> _Task statement_
Line by line, copy the listing below exactly.

> _Data extract_
PR #1033, opened 2021-07-28
Mission start_pose support

sah-huawei:
Adding support for specifying a Mission `start_pose` as a `Pose` object instead of `start` as a `Start` object.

> _Solution for this exercise_
PR #1033, opened 2021-07-28
Mission start_pose support

sah-huawei:
Adding support for specifying a Mission `start_pose` as a `Pose` object instead of `start` as a `Start` object.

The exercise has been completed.